Powering Automated Translation in Time of Corona Crisis

Machine translation is an important technology in the event of a crisis. When integrated in the rapid-response communication plans it increases the speed with which the information is passed on, but also the language coverage. The one pre-condition is that there is enough data available on the topic at hand.

TAUS Corona Crisis Corpus

This corpus is generated by applying Matching Data selection to TAUS DataCloud and ParaCrawl data. The query corpus used is crawled from web for latest Corona virus related articles and news. The selected data is related to virology, epidemic, medicine and healthcare.

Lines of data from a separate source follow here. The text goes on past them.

PR #1965, opened 2026-03-08
fix(coding-agent): harden --session path handling on Windows/Git Bash

ferologics:
## Summary

Fix `pi --session` handling for Windows/Git Bash-style invocation.

When a Windows backslash path is passed unquoted in Git Bash/MSYS, the shell strips backslashes before Node sees the argument. Pi previously treated that mangled value as a session path and could fall through into behavior that looked like the argument was ignored / a new session was started.

This change makes `--session` resolution stricter and more explicit:
- path-like values must point to an existing session file
- missing path-like values now error immediately
- likely Git Bash/MSYS-mangled Windows paths get a targeted hint
- partial UUID lookup still works as before

## Changes

- extracted session argument resolution into `src/cli/session-path.ts`
- preserved current `main` session-directory hook flow
- distinguish:
  - missing path-like args → `Session file not found: ...`
  - missing ID/prefix args → `No session found matching '...'`
- added Git Bash/MSYS guidance for mangled inputs like `C:Users...jsonl`
- require an existing file, not just existence
- documented quoting / forward-slash usage for Windows Git Bash/MSYS

### Automated
- `npx tsx ../../node_modules/vitest/dist/cli.js --run test/session-path.test.ts`
- `npm run check`

### Manual
Verified from Git Bash on Windows:
- quoted Windows session path works
- unquoted Windows backslash path fails with targeted hint
- partial UUID resolution works with `--session-dir`

## Non-goals

This PR does **not** address broader Windows shell-command behavior in config/auth/model-registry tests. That should be handled separately.

### DIFF
--- a/packages/coding-agent/CHANGELOG.md
+++ b/packages/coding-agent/CHANGELOG.md
@@ -5,6 +5,8 @@
 ### Fixed
 
 - Fixed interactive input fields backed by the TUI `Input` component to scroll by visual column width for wide Unicode text (CJK, fullwidth characters), preventing rendered line overflow and TUI crashes in places like search and filter inputs ([#1982](https://github.com/badlogic/pi-mono/issues/1982))
+- Fixed `--session` path handling to error when a path-like argument does not exist instead of silently creating a new session file.
+- Added a targeted Git Bash/MSYS hint for `--session` when unquoted Windows backslashes are likely stripped by shell escaping (`C:Users...jsonl`).
 
 ## [0.57.1] - 2026-03-07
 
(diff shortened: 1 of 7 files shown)


packages/coding-agent/CHANGELOG.md
```diff
@@ -96,6 +96,8 @@
 
 ### Fixed
 
+- Fixed `--session` path handling to error when a path-like argument does not exist instead of silently creating a new session file.
+- Added a targeted Git Bash/MSYS hint for `--session` when unquoted Windows backslashes are likely stripped by shell escaping (`C:Users...jsonl`).
```
ferologics: y can't the agent put it in the unreleased section for once

badlogic:
This changes the --session behaviour so i don't trust the remainder of the changes :)

ferologics:
@badlogic meh

PR #1994, opened 2026-03-09
fix(ai): improve GitHub Copilot OAuth polling

deybhayden:
# Problem

GitHub Copilot login could get stuck after the browser flow completed because the device-code poller was too aggressive. In WSL and VM environments this can trigger repeated slow_down responses, making
authentication look like it never finishes.

# Solution

Fix GitHub Copilot OAuth device-code polling so login does not appear to hang after browser authorization. This change makes the polling behavior more conservative and improves the error surfaced when the environment clock is the likely cause.

## Changes

- switch GitHub OAuth device-code and access-token requests to application/x-www-form-urlencoded
- wait before the first access-token poll instead of polling immediately
- add a safety margin to polling intervals to better tolerate clock drift in WSL/VM environments
- honor server-provided slow_down intervals and continue polling with the updated cadence
- use the remaining device-code lifetime for a final poll before timing out
- surface a clearer timeout message when repeated slow_down responses suggest WSL/VM clock drift
- add regression tests covering normal polling, slow_down handling, and timeout behavior
- add an Unreleased changelog entry

## Testing

- Added packages/ai/test/github-copilot-oauth.test.ts

### DIFF
--- a/packages/ai/CHANGELOG.md
+++ b/packages/ai/CHANGELOG.md
@@ -2,6 +2,10 @@
 
 ## [Unreleased]
 
+### Fixed
+
+- Fixed GitHub Copilot device-code login polling to respect OAuth slow-down intervals, wait before the first token poll, and include a clearer clock-drift hint in WSL/VM environments when repeated slow-downs lead to timeout.
+
 ## [0.57.1] - 2026-03-07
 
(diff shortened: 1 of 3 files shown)


badlogic:
Cheers!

Each file contains two tab seperated columns: first column is source text and second is the target. Anyone who is training their own MT engines can download these corpora and use them to improve their translation services and systems.

ModelFront helped in filtering the corpora further. Following files are now updated removing misaligned or bad translations.

Language PairSegment Count
English-French885,606
English-German613,318
English-Italian381,710
English-Spanish879,926

The Chinese corpus is a selection from TAUS DataCloud and UN Parallel Corpus

English-Chinese450,507

The Russian corpus is a selection from TAUS DataCloud and data provided by Neotech and The Russian Archives of Internal Medicine.

English-Russian192,614

Call for Language Industry Collaboration

In support of people and communities in need, TAUS is launching the Corona Crisis Corpus project.

We will collect language data specific to virus outbreaks, health conditions and cures, symptoms and medicines, hospitals and treatments, and everything that citizens and patients around the world want and need to know about the coronavirus and our joint effort to defeat it. We will clean, cluster and organize the data and make them available on the TAUS website. We will kick this off with a ‘Corona Starter Kit Corpus’ containing all relevant matches from the existing TAUS Data Cloud in a number of languages.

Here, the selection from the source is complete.